You can create logical variables on the basis of more complicated logical statements as well. You can combine statements by noting that &
represents AND, |
represents OR and ==
checks whether two things are equal. To figure out how these work, try the following statements in your console and see whether you can guess the right answers:
(3 > 2) & (3 > 1) (3 > 2) & (3 > 6) (3 > 5) & (3 > 6) (3 > 2) | (3 > 1) (3 > 2) | (3 > 6) (3 > 5) | (3 > 6) ((3 == 5) & (3 > 2)) | (3 > 1)
Being comfortable with these logical statements will make the life of every programmer much easier.
Packages
The R software has some basic functionality, but the power of R comes from the ability to use code written to perform statistical and econometric techniques that has been written by other people. These additional pieces of software are called packages. Packages usually include a host of functions that can perform tasks that are all related to a particular problem type (say, using probability distributions, estimating GARCH models, performing Bayesian inference etc.).
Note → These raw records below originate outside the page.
Issue #3595, opened 2025-07-11
Add Stix2Scenario


Seb-MIGUEL:
Based on Julien feedbacks we need to generate scenario from opencti to openbas with stix format. 

We need to deploy it before integrate cve into opencti > openbas scenario

PR #3810, opened 2025-08-19
[backend] enable coverage bundle creation (#3595)

### LINKED ISSUE #3707: Push stix bundle from OpenBAS to OpenCTI

Yes / No (Help can be provided if you need assistance submitting a PR)

antoinemzs:
### Proposed changes

* Related to : https://github.com/OpenBAS-Platform/openbas/pull/3807
*

### Testing Instructions

1. From a scenario created via STIX bundle
2. Launch simulation
3. When all injects have executed: manually add a result to each expectation (note: currently, manually adding results to the higher order nodes (e.g. Asset Group) which then bubble down to the lower levels is a way to expedite the trigger for creating the stix response)
4. Wait a minute or so
5. (Only in debugging): inspect the generated stix response json object

### Related issues

* Closes #3707 
*

### Checklist

### Further comments


openbas-api/src/main/java/io/openbas/service/SecurityCoverageSendJobService.java
```diff
@@ -0,0 +1,90 @@
...
+import org.springframework.transaction.annotation.Transactional;
+
+@Service
+@RequiredArgsConstructor
+public class SecurityCoverageSendJobService {
+  private final SecurityCoverageSendJobRepository securityCoverageSendJobRepository;
+  private final ExerciseService exerciseService;
+  private final EntityManager entityManager;
+
+  public void createOrUpdateCoverageSendJobForSimulationsIfReady(List<Exercise> exercises) {
```
RomuDeuxfois, line 24: 👀  Security Coverage Job to push to OpenCTI

openbas-model/src/main/java/io/openbas/stix/types/Timestamp.java
```diff
@@ -1,9 +1,16 @@
...
 import java.time.Instant;
 
 public class Timestamp extends BaseType<Instant> {
   public Timestamp(Instant value) {
     super(value);
   }
+
+  @Override
+  public JsonNode toStix(ObjectMapper mapper) {
+    return mapper.valueToTree(this.getValue());
```
RomuDeuxfois: Can we move this method up, since it's often the same, in order to have a default implementation in the abstract class or the interface?

openbas-model/src/main/java/io/openbas/stix/parsing/ObjectFactory.java
```diff
@@ -0,0 +1,33 @@
...
+import io.openbas.stix.objects.ObjectBase;
+import io.openbas.stix.objects.RelationshipObject;
+import io.openbas.stix.objects.constants.CommonProperties;
+import io.openbas.stix.objects.constants.ObjectTypes;
+import io.openbas.stix.types.BaseType;
+import java.util.HashMap;
+import java.util.Map;
+import java.util.function.Function;
+
+public class ObjectFactory {
```
RomuDeuxfois, line 13: praise: I really like the concept

openbas-model/src/main/java/io/openbas/stix/objects/constants/ObjectTypes.java
```diff
@@ -0,0 +1,29 @@
+package io.openbas.stix.objects.constants;
+
+import jakarta.validation.constraints.NotBlank;
+
+public enum ObjectTypes {
+  RELATIONSHIP("relationship"),
+  SIGHTING("sighting"),
+  DEFAULT("__default__");
```
RomuDeuxfois, line 10: That’s not supposed to happen, right ?

openbas-model/src/main/java/io/openbas/database/repository/SecurityCoverageSendJobRepository.java
```diff
@@ -0,0 +1,47 @@
...
+import org.springframework.data.jpa.repository.Query;
+import org.springframework.data.repository.CrudRepository;
+import org.springframework.stereotype.Repository;
+
+@Repository
+public interface SecurityCoverageSendJobRepository
+    extends CrudRepository<SecurityCoverageSendJob, String>,
+        JpaSpecificationExecutor<SecurityCoverageSendJob> {
+
+  String findByStatusAndUpdatedAtBeforeStatement =
```
RomuDeuxfois: todo: Field 'findByStatusAndUpdatedAtBeforeStatement' is never used

openbas-model/src/main/java/io/openbas/database/repository/InjectExpectationRepository.java
```diff
@@ -233,6 +234,11 @@ List<RawInjectExpectation> rawForComputeGlobalByInjectIds(
   List<RawInjectExpectation> rawForComputeGlobalByExerciseIds(
       @Param("exerciseIds") Set<String> exerciseIds);
 
+  @Query(
+      value =
+          "select i from InjectExpectation i where i.inject.id in :injectIds and i.agent is null and i.user is null")
+  List<InjectExpectation> findAllForGlobalScoreByInjects(@Param("injectIds") Set<String> injectIds);
```
RomuDeuxfois, line 240: I'm not sure I understand the naming of this method in relation to what we are doing.

openbas-api/src/main/java/io/openbas/rest/attack_pattern/service/AttackPatternService.java
```diff
@@ -235,18 +236,16 @@ public List<String> searchAttackPatternWithTTPAIWebservice(
...
+   * Resolves external AttackPattern references from a {@link SecurityCoverage} into internal {@link
+   * AttackPattern} entities using the {@code attackPatternService}.
    *
-   * @param attackPatternRefs list attackPatternRefs to resolve with internal attackPattern refs
+   * @param stixRefs list of tuples linking an atatck pattern ext ID with a stix ID
    * @return list of resolved internal AttackPattern entities
    */
-  public Map<String, AttackPattern> fetchInternalAttackPatternIds(
-      List<StixRefToExternalRef> attackPatternRefs) {
+  public Map<String, AttackPattern> fetchInternalAttackPatternIdsFromSecurityCoverage(
```
RomuDeuxfois: nitpick: I am not a big fan of add securty coverage concept inside the method name. Can you rename it to fetchInternalAttackPatternIds ?

openbas-api/src/main/java/io/openbas/rest/exercise/service/ExerciseService.java
```diff
@@ -199,6 +202,28 @@ public List<Document> getExercisePlayerDocuments(Exercise exercise) {
     return documentService.getPlayerDocuments(articles, injects);
   }
 
+  public boolean hasPendingResults(Exercise exercise) {
```
RomuDeuxfois, line 206: next step: should be merged with end of simulation mechanism

openbas-model/src/main/java/io/openbas/database/repository/ExerciseRepository.java
```diff
@@ -88,6 +88,15 @@ List<Object[]> userCountGroupByWeek(
       nativeQuery = true)
   List<Exercise> thatMustBeFinished();
 
+  @Query(
+      """
+    SELECT e FROM Exercise e, Scenario s
+    WHERE e.scenario.id = s.id AND s.id = :#{#exercise.scenario.id}
```
RomuDeuxfois, line 87: question: I’m not sure I understand what you’re trying to achieve here. Wouldn’t it be simpler to just do WHERE e.id = :exercise.id AND e.scenario IS NOT NULL ?

openbas-api/src/main/java/io/openbas/rest/exercise/service/ExerciseService.java
```diff
@@ -199,6 +202,28 @@ public List<Document> getExercisePlayerDocuments(Exercise exercise) {
...
+  public Optional<Instant> getLatestValidityDate(Exercise exercise) {
+    Optional<Exercise> follower = this.getFollowingSimulation(exercise);
+    if (follower.isPresent()) {
+      return follower.get().getStart();
+    }
+
+    return exercise.getStart().isPresent() && exercise.getScenario() != null
+        ? cronService.getNextExecutionFromInstant(
+            exercise.getStart().get(), ZoneId.of("UTC"), exercise.getScenario().getRecurrence())
+        : Optional.empty();
```
RomuDeuxfois, line 225: question: In this case, you’re specifying a time in the future — why is that?

openbas-api/src/main/java/io/openbas/scheduler/PlatformJobDefinitions.java
```diff
@@ -45,4 +42,12 @@ public JobDetail getEngineSyncExecution() {
         .withIdentity(jobKey("ElasticSyncExecutionJob"))
         .build();
   }
+
+  @Bean
+  public JobDetail getSecurityCoverageJobExecution() {
```
RomuDeuxfois, line 47: next step: check for an event publisher

openbas-api/src/main/java/io/openbas/scheduler/jobs/ScenarioExecutionJob.java
```diff
@@ -114,16 +109,8 @@ private boolean isScenarioOutdated(@NotNull final Scenario scenario) {
...
-    Cron cron = parser.parse(cronExpression);
-    ExecutionTime executionTime = ExecutionTime.forCron(cron);
-
-    Duration timeToNextExecution =
-        executionTime
-            .timeToNextExecution(ZonedDateTime.now(ZoneId.of("UTC")))
-            .orElse(Duration.ZERO);
-
-    return Instant.now().plus(timeToNextExecution);
+    return cronService
```
RomuDeuxfois, line 112: praise: clearer

openbas-api/src/main/java/io/openbas/service/SecurityCoverageSendJobService.java
```diff
@@ -0,0 +1,90 @@
...
+    } else {
+      SecurityCoverageSendJob newJob = new SecurityCoverageSendJob();
+      newJob.setSimulation(exercise);
+      newJob.setUpdatedAt(Instant.now());
+      return Optional.of(newJob);
+    }
+  }
+
+  public List<SecurityCoverageSendJob> getPendingSecurityCoverageSendJobs() {
+    return securityCoverageSendJobRepository.findByStatusAndUpdatedAtBeforeNoLock(
```
RomuDeuxfois, line 54: question: not sure to understand the NoLock name of this method

openbas-api/src/main/java/io/openbas/service/SecurityCoverageService.java
```diff
@@ -185,9 +206,167 @@ private void updatePropertiesFromSecurityCoverage(Scenario scenario, SecurityCov
...
+
+  private List<ObjectBase> getCoverageForSimulation(Exercise exercise)
+      throws ParsingException, JsonProcessingException {
+    List<ObjectBase> objects = new ArrayList<>();
+
+    // create the main coverage object
+    SecurityCoverage assessment = exercise.getSecurityCoverage();
+    DomainObject coverage = (DomainObject) stixParser.parseObject(assessment.getContent());
+    coverage.setProperty(CommonProperties.MODIFIED.toString(), new Timestamp(Instant.now()));
+    coverage.setProperty("coverage", getOverallCoverage(exercise));
```
RomuDeuxfois: nitpick: "coverage' should be a const

openbas-api/src/main/java/io/openbas/service/SecurityCoverageService.java
```diff
@@ -185,9 +206,167 @@ private void updatePropertiesFromSecurityCoverage(Scenario scenario, SecurityCov
...
+      boolean covered = !((Map<String, BaseType<?>>) attackPatternCoverage.getValue()).isEmpty();
+      RelationshipObject sro =
+          new RelationshipObject(
+              new HashMap<>(
+                  Map.of(
+                      CommonProperties.ID.toString(),
+                      new Identifier(ObjectTypes.RELATIONSHIP + "--" + exercise.getId()),
+                      CommonProperties.TYPE.toString(),
+                      new StixString(ObjectTypes.RELATIONSHIP.toString()),
+                      "relationship_type",
```
RomuDeuxfois: nitpick: "relationship_type" should be a const

openbas-api/src/main/java/io/openbas/service/SecurityCoverageService.java
```diff
@@ -185,9 +206,167 @@ private void updatePropertiesFromSecurityCoverage(Scenario scenario, SecurityCov
...
+                      new StixString("has-assessed"),
+                      RelationshipObject.Properties.SOURCE_REF.toString(),
+                      coverage.getId(),
+                      RelationshipObject.Properties.TARGET_REF.toString(),
+                      new Identifier(stixRef.getStixRef()),
+                      "covered",
```
RomuDeuxfois: nitpick: "covered" should be a const

openbas-api/src/main/java/io/openbas/service/SecurityCoverageService.java
```diff
@@ -185,9 +206,167 @@ private void updatePropertiesFromSecurityCoverage(Scenario scenario, SecurityCov
...
+                      new io.openbas.stix.types.Boolean(covered))));
+      sroStartTime.ifPresent(instant -> sro.setProperty("start_time", instant));
```
RomuDeuxfois: Properties.START_TIME

openbas-api/src/main/java/io/openbas/service/SecurityCoverageService.java
```diff
@@ -185,9 +206,167 @@ private void updatePropertiesFromSecurityCoverage(Scenario scenario, SecurityCov
...
+      sroStopTime.ifPresent(instant -> sro.setProperty("stop_time", instant));
```
RomuDeuxfois: Properties.STOP_TIME

openbas-api/src/main/java/io/openbas/rest/attack_pattern/service/AttackPatternService.java
savacano28: I thought we changed this :)

openbas-api/src/main/java/io/openbas/rest/inject/form/InjectAssistantInput.java
```diff
@@ -34,5 +34,5 @@ public class InjectAssistantInput {
   @NotNull
   @JsonProperty("inject_by_ttp_number")
   @Schema(description = "Number of injects to generate for each TTP")
-  private int injectByTTPNumber = 1;
+  private Integer injectByTTPNumber = 1;
```
savacano28, line 37: thought: I had changed it because I had set a default value

openbas-api/src/main/java/io/openbas/service/SecurityCoverageService.java
```diff
@@ -185,9 +206,167 @@ private void updatePropertiesFromSecurityCoverage(Scenario scenario, SecurityCov
...
+    }
+
+    for (SecurityPlatform securityPlatform : assetService.securityPlatforms()) {
+      DomainObject platformIdentity = securityPlatform.toStixDomainObject();
+      objects.add(platformIdentity);
+
+      BaseType<?> platformCoverage = getOverallCoveragePerPlatform(exercise, securityPlatform);
+      boolean covered = !((Map<String, BaseType<?>>) platformCoverage.getValue()).isEmpty();
+      RelationshipObject sro =
+          new RelationshipObject(
```
RomuDeuxfois, line 283: question: Why not using a real class instead of a property map ?

openbas-api/src/main/java/io/openbas/service/SecurityCoverageService.java
```diff
@@ -185,9 +206,167 @@ private void updatePropertiesFromSecurityCoverage(Scenario scenario, SecurityCov
...
+
+    // get all injects involved in attack pattern
+    List<Inject> injects =
+        exercise.getInjects().stream()
+            .filter(
+                i ->
+                    i.getInjectorContract().isPresent()
+                        && i.getInjectorContract().get().getAttackPatterns().stream()
+                            .anyMatch(
+                                attackPattern -> attackPattern.getId().equals(ap.get().getId())))
```
RomuDeuxfois, line 337: question: why just using the first attack pattern here ?

openbas-api/src/main/java/io/openbas/utils/ResultUtils.java
```diff
@@ -41,6 +37,34 @@ public List<ExpectationResultsByType> computeGlobalExpectationResults(Set<String
...
 
+  public List<ExpectationResultsByType> computeGlobalExpectationResultsForPlatform(
+      Set<String> injectIds, SecurityPlatform securityPlatform) {
+
+    if (injectIds == null || injectIds.isEmpty()) {
+      return emptyList();
+    }
+
+    List<InjectExpectation> expectations =
+        injectExpectationRepository.findAllForGlobalScoreByInjects(injectIds).stream()
```
RomuDeuxfois, line 48: I’m not sure I understand the reasoning behind the naming of this method findAllForGlobalScoreByInjects

openbas-api/src/main/java/io/openbas/utils/ResultUtils.java
```diff
@@ -41,6 +37,34 @@ public List<ExpectationResultsByType> computeGlobalExpectationResults(Set<String
...
+          exp.setResults(
+              exp.getResults().stream()
+                  .filter(r -> r.getSourceId().equals(securityPlatform.getId()))
+                  .toList());
+
+          exp.setScore(
+              exp.getResults().stream()
+                  .max(Comparator.comparing(InjectExpectationResult::getScore))
+                  .map(InjectExpectationResult::getScore)
+                  .orElse(0.0));
```
RomuDeuxfois: I’m not sure this is what we want. If the score is null, it should be in a PENDING state, not FAILED.

openbas-api/src/main/java/io/openbas/service/cron/CronService.java
```diff
@@ -0,0 +1,47 @@
...
+  }
+
+  public String getCronExpression(ScheduleFrequency scheduling, Instant seed) {
+    ZonedDateTime zdt = seed.atZone(ZoneId.of("UTC"));
+    int minute = zdt.getMinute();
+    int hour = zdt.getHour();
+    int dayOfMonth = zdt.getDayOfMonth();
+    int dayOfWeek = zdt.getDayOfWeek().getValue();
+
+    return switch (scheduling) {
```
RomuDeuxfois, line 36: This could be a SecuryFrenquency (enum class) method

openbas-model/src/main/java/io/openbas/cron/ScheduleFrequencyConverter.java
```diff
@@ -0,0 +1,18 @@
+package io.openbas.cron;
+
+import jakarta.persistence.AttributeConverter;
+import jakarta.persistence.Converter;
+
+@Converter
+public class ScheduleFrequencyConverter implements AttributeConverter<ScheduleFrequency, String> {
```
RomuDeuxfois, line 7: You can avoid this by using @Enumerated(EnumType.STRING) on private ScheduleFrequency scheduling property

openbas-model/src/main/java/io/openbas/database/model/InjectExpectation.java
```diff
@@ -27,7 +28,18 @@
 @Entity
 @Table(name = "injects_expectations")
 @EntityListeners(ModelBaseListener.class)
-public class InjectExpectation implements Base {
+public class InjectExpectation implements Base, Cloneable {
```
RomuDeuxfois, line 31: question: Why is Cloneable needed here?

openbas-model/src/main/java/io/openbas/database/model/Scenario.java
```diff
@@ -56,6 +56,14 @@ public enum SEVERITY {
     critical,
   }
 
+  public static final String MAIN_FOCUS_INCIDENT_RESPONSE = "incident-response";
```
RomuDeuxfois, line 60: praise: glad to see it on back-end side

openbas-model/src/main/java/io/openbas/database/repository/ExerciseRepository.java
antoinemzs: This finds whether there is a "next" simulation of the same scenario; hence I must pass the scenario ID to the query.

openbas-api/src/main/java/io/openbas/rest/exercise/service/ExerciseService.java
antoinemzs: This sets the time after which the simulation is expected to be superseded (by a successor simulation of the same scenario). This event may occur in the future in this code branch. In other situations, it may be set to the time when the successor effectively started running, and in some other situtations again it cannot be determined (i.e. this is the latest simulation of a given, non-scheduled scenario, or an orphaned simulation).

openbas-api/src/main/java/io/openbas/service/SecurityCoverageSendJobService.java
antoinemzs: This repository method is decorated with the hibernate "readonly" annotation, making it will not hold any exclusive locks on the rows it will select (I've noticed the ORM take exclusive locks on `injects_expectations` prior to using this annotation).
This allows for selecting such rows early in the transaction and still allow other threads to modify the rows while the original transaction is still ongoing (e.g. it takes a long time to process the stix response).

Actual locks are explictly acquired later (not this method) for the shortest time possible.

openbas-api/src/main/java/io/openbas/service/SecurityCoverageService.java
antoinemzs: `Map<String, BaseType<?>>` is a real class :grin: 
There is no real point for a custom class IMO, and I actually rely on some `Map` methods to implement the functionality, e.g.
https://github.com/OpenAEV-Platform/openaev/blob/c4774546efbb6a563c906e54e6fc2f220bbc4bfc/openbas-model/src/main/java/io/openbas/stix/objects/ObjectBase.java#L45C3-L47C4

If anything, I think we should probably improve the API of `ObjectBase`, `DomainObject`, `RelationshipObject` to not need to instantiate the Map outside of the ctor, to hide the internals. This parser is a PoC that has devoled into production code so some things are still a bit rough.

openbas-api/src/main/java/io/openbas/service/SecurityCoverageService.java
antoinemzs: In this method, we are considering a single attack pattern. However I'm using service methods that select multiple rows, so maybe this makes it a bit confusing; selecting a list of attack pattern where ID matches a single value, it's expected to get a single or no results, hence then calling `getFirst()` if the method succeeds -- to get a single object.

openbas-model/src/main/java/io/openbas/cron/ScheduleFrequencyConverter.java
antoinemzs: This was my initial thinking, but there appeared to be a need to map arbitrary string values to enum values (e.g. `DAILY` is `d`, `WEEKLY` is `w`, etc...); `@Enumerated` just maps the transliteration of the enum name to the column value.

openbas-model/src/main/java/io/openbas/database/model/InjectExpectation.java
antoinemzs: I need to obtain a shallow copy of the expectations to draw the `SecurityPlatform` coverage. From the copies I strip the reuslts that are not sourced from the considered specific security platform. Can't do that with the original instances since they are bound to the transaction context and modifying them risks miscalculating scores later.

openbas-model/src/main/java/io/openbas/database/model/Scenario.java
antoinemzs: Glad you like it, but it's dead code after I rebased after the STIX import patch was merged. It seems the same constant was moved away to another place, so that's something I need to clean up.

openbas-model/src/main/java/io/openbas/stix/types/Timestamp.java
antoinemzs: Looks like a lot of the overrides reimplement the base class method verbatim. Good catch thanks

openbas-model/src/main/java/io/openbas/stix/objects/constants/ObjectTypes.java
antoinemzs: So that's a placeholder for when the `fromString` method does not find a matching value -- and if an object in the stix input has the type "`__default__`", well it's going to follow the correct route in the factory.
Arguably this is not the most clever implementation, but it's a way to internalise the exception catching away from consumers; who get one of few enum values.

openbas-api/src/main/java/io/openbas/rest/attack_pattern/service/AttackPatternService.java
antoinemzs: Its's a merge issue, will fix

openbas-api/src/main/java/io/openbas/service/cron/CronService.java
antoinemzs: I might disagree. The enum just exposes option values, but logic should perhaps live in a service; moreover, IMO the concepts of ScheduleFrequency (generic) and CronExpression (implementation) are somewhat only loosely related, the former being a parameter of the latter.

openbas-api/src/main/java/io/openbas/service/SecurityCoverageService.java
antoinemzs: added constants

openbas-api/src/main/java/io/openbas/service/SecurityCoverageService.java
antoinemzs: added constants

openbas-api/src/main/java/io/openbas/service/SecurityCoverageService.java
antoinemzs: added constants

openbas-api/src/main/java/io/openbas/service/SecurityCoverageService.java
antoinemzs: added constants

openbas-api/src/main/java/io/openbas/utils/ResultUtils.java
antoinemzs: Find all InjectExpectations for computing the Global Score, by Injects (pass list of inject ids).

The idea is to exclude Player and Agent expectations in this query. This replicates the logic already in production dealing with raw objects (`rawForComputeGlobalByInjectIds`)

openbas-api/src/main/java/io/openbas/utils/ResultUtils.java
antoinemzs: Good thinking, I wasn't sure either. Note that none of this is persisted, this is purely for computing a success rate per security platform; in this situation a PENDING or a FAILED have the same impact on the _success_ rate.

openbas-model/src/main/java/io/openbas/database/repository/InjectExpectationRepository.java
antoinemzs: It's a specialised method used when computing global scores, so that is mentioned in the method's name. The actual behaviour is to exclude expectations ascribed to Players and Agents.

openbas-api/src/main/java/io/openbas/scheduler/PlatformTriggers.java
```diff
@@ -57,4 +57,14 @@ public Trigger elasticSyncExecutionTrigger() {
         .withSchedule(_15_seconds.withMisfireHandlingInstructionNextWithRemainingCount())
         .build();
   }
+
+  @Bean
```
Dimfacion, line 63: **question :** Just like yesterday when we talked about deactivating the elastic sync job, should we deactivate it here too ?

openbas-model/src/main/java/io/openbas/database/repository/InjectExpectationRepository.java
RomuDeuxfois: Yeah, that’s exactly what’s bothering me. The query excludes inject expectations but at the same time we say it’s retrieving stuff for the global score calculation. So the name should probably reflect the actual logic — something like findAllFromTeamAndAssetOrAssetGroup.

I don’t really have a less verbose idea..

openbas-api/src/main/java/io/openbas/service/SecurityCoverageSendJobService.java
RomuDeuxfois: Thanks for the explanations, I’ve learned something again!

openbas-api/src/main/java/io/openbas/service/cron/CronService.java
RomuDeuxfois: It’s true that linking them would make little sense, I agree.

openbas-model/src/main/java/io/openbas/cron/ScheduleFrequencyConverter.java
RomuDeuxfois: True, I see why a converter is needed in this case.

openbas-model/src/main/java/io/openbas/stix/types/Hashes.java
```diff
@@ -11,6 +12,11 @@ public Hashes(Map<HashingAlgorithms, java.lang.String> value) {
     super(value);
   }
 
+  @Override
+  public JsonNode toStix(ObjectMapper mapper) {
+    return mapper.valueToTree(this.getValue());
+  }
```
RomuDeuxfois: **nitpick:** This override can be removed due to implementation in BaseType class.

openbas-model/src/main/java/io/openbas/stix/objects/constants/CustomProperties.java
```diff
@@ -0,0 +1,29 @@
+package io.openbas.stix.objects.constants;
+
+import jakarta.validation.constraints.NotBlank;
+
+public enum CustomProperties {
```
RomuDeuxfois: **Though**: did you talk of ‘extending the STIX standard’? If so, maybe ExtendedProperties would be a more meaningful name

openbas-model/src/main/java/io/openbas/stix/types/Hashes.java
antoinemzs: Oops forgot this one sorry

openbas-model/src/main/java/io/openbas/stix/objects/constants/CustomProperties.java
antoinemzs: sounds good

openbas-api/src/main/java/io/openbas/scheduler/PlatformTriggers.java
antoinemzs: Yes good thinking. I'm testing the job functionality directly and I don't want it to be consumed unexpectedly and cause a problem in CI.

The next step will be to learn how to find them, install them and use them.
The most difficult task is often to find the right package you want to use. Usually Dr Google or Prof Bing will be the right people to ask.
Let's say you want to show an empirical frequency distribution for a categorical variable, like the number of children below or at least 6 years old (kidsth6, kidsge6
). It is a bit of an art to find the right package (and there may be several packages which do the job). I googled the following term "R empirical probability distributions package". If you don't include the package term you will tend to find solutions to programme it yourself, but if you want a pre-written code including "package" helps.
Scanning the results there appears a link to a package called "prob" and if you open the pdf file (to which my serach engine linked) you will find a list of function that are contained in that package and you will soon see an "empirical" function which appears to be designed to do the job. Keep this file open as we will need to consult it to understand how to use the function. But first we need to make this code available to our script file.
Such packages do not come pre-installed into R, but luckily, they are easily installed and used. If you first want to check which packages are already installed on your computer, you can use the following command:
ip <- installed.packages(.Library)
Which produces an object ip which contains the list of all the packges that are already installed. The process you need to go through to use a new package is the following:
- Install the package:
install.packages("NAME_OF_PACKAGE")
. The name comes in inverted commas. This only needs to be done once on any computer. The very nice thing is that you will not need to download anything yourself. R will do all the work for you! [1] - Load the package into your particular code. You need to do this every time you load R. So, if you are working in a script you would have the following command at the beginning:
library(NAME_OF_PACKAGE)
. Now you use the package name without inverted commas.
find prob package
in there empirical
Additional Resources for Packages
- A list of available packages can be found on the CRAN webpage.
- If you are looking for something particular it may be a good idea to look at the CRAN Task Views which are short paragraphs introducing useful packages for particular topic areas.
Footnotes
- ↑ The first time you do that on your computer, R will ask you from which Mirri you want to download this and will offer a list. Choose the one that is geographically closest to you.